# fare un tuffo nel passato



## trinitalian

Hola Forum!
Como se dice en espanol "fare un tuffo nel passato"? Hay una expresion similares?
Muchas gracias a todos


----------



## infinite sadness

Penso hacer una inmersion nel pasado.


----------



## Valiska

Abrir el baúl de los recuerdos.


----------



## Geviert

_fare un tuffo_ le da en italiano una bella connotación acuática a la imagen del _ricordo_, del acto de _rammentare_. inmersión, en cambio, le da un toque sub-acuático, diría. _Abrir el baúl, _bueno, ¡ya estamos en la isla del tesoro!

Cada zona tendrá, entonces, sus combinaciones posibles. Yo diría _viajar al pasado, regresar al pasado. _


----------



## Valiska

Aquí en España se usa mucho la expresión del _baúl_.

_Viajar al pasado_, _regresar al pasado_, también me gustan y se usan bastante por aquí.

_Hacer una inmersión en el pasado_ no la había oido nunca y no estoy segura de que sea de uso común.


----------



## Geviert

Valiska said:


> _Hacer una inmersión en el pasado_ no la había oido nunca y no estoy segura de que sea de uso común.

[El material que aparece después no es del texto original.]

PR #2206, opened 2022-07-25
Docs: Speed up yarn installs

davidrapson:
Currently running `yarn install` in the docs package take a long time to resolve the design-system using the `file:` install method. I also tried using `link:` to install the package which should use a simple symlink. In both cases the install stalls for a long time, presumably because the mode module is at the root of the project so it's getting confused with some circular behaviour.

Either way linking using relative paths has exactly the same effect locally, we don't actually need to install the package. Switching to relative paths fixes any install issues.

### DIFF
--- a/design-system-docs/frontend/styles/index.scss
+++ b/design-system-docs/frontend/styles/index.scss
@@ -1,4 +1,4 @@
-@import '~@citizensadvice/design-system/scss/lib';
+@import '../scss/lib';
 
 @import 'layout';
 @import 'code';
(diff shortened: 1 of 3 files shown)


davidrapson:
This speed issue can be seen even in github actions, where the `yarn install` step took a few seconds for this build https://github.com/citizensadvice/design-system/runs/7495535045#step:7:18 where the last build to a minute https://github.com/citizensadvice/design-system/runs/7284168530?check_suite_focus=true#step:7:24

Locally it's much worse and I've seen the install hanging for several minutes.

design-system-docs/frontend/styles/index.scss
```diff
@@ -1,4 +1,4 @@
-@import '~@citizensadvice/design-system/scss/lib';
+@import '../scss/lib';
```
davidrapson, line 1: This feels like too few `..` but the sass-loader seems to resolve from the root of the project, so this works as expected.

marianayovcheva (approved):
That's a good find and it works faster for me! 🏃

  infatti non lo è. Penso che sia un tentativo letterale di Infinite. L'immagine con _baúl _è bella certamente.


----------



## chlapec

Hola,
en ciertos contextos (leyendo una obra histórica, visitando una ciudad antigua, un museo...) "*sumergirse en el pasado*" puede ir bien.


----------



## Geviert

chlapec said:


> Hola,
> en ciertos contextos (leyendo una obra histórica, visitando una ciudad antigua, un museo...) "*sumergirse en el pasado*" puede ir bien.



Como metáfora estoy de acuerdo.


----------



## Tomby

chlapec said:


> Hola,
> en ciertos contextos (leyendo una obra histórica, visitando una ciudad antigua, un museo...) "*sumergirse en el pasado*" puede ir bien.



Mi piace molto questa espressione, allo stesso modo che la seguente:


> Abrir el baúl de los recuerdos.


Io direi: "zambullirse en el pasado", quase sinonima della prima.


----------



## Valiska

chlapec said:


> Hola,
> en ciertos contextos (leyendo una obra histórica, visitando una ciudad antigua, un museo...) "*sumergirse en el pasado*" puede ir bien.


 
También me gusta


----------



## Yulan

Hola Trinitalian 

No soy nativa, pero ... me gustaría darte mi modesta aportación: podría ser "evocar el pasado" también?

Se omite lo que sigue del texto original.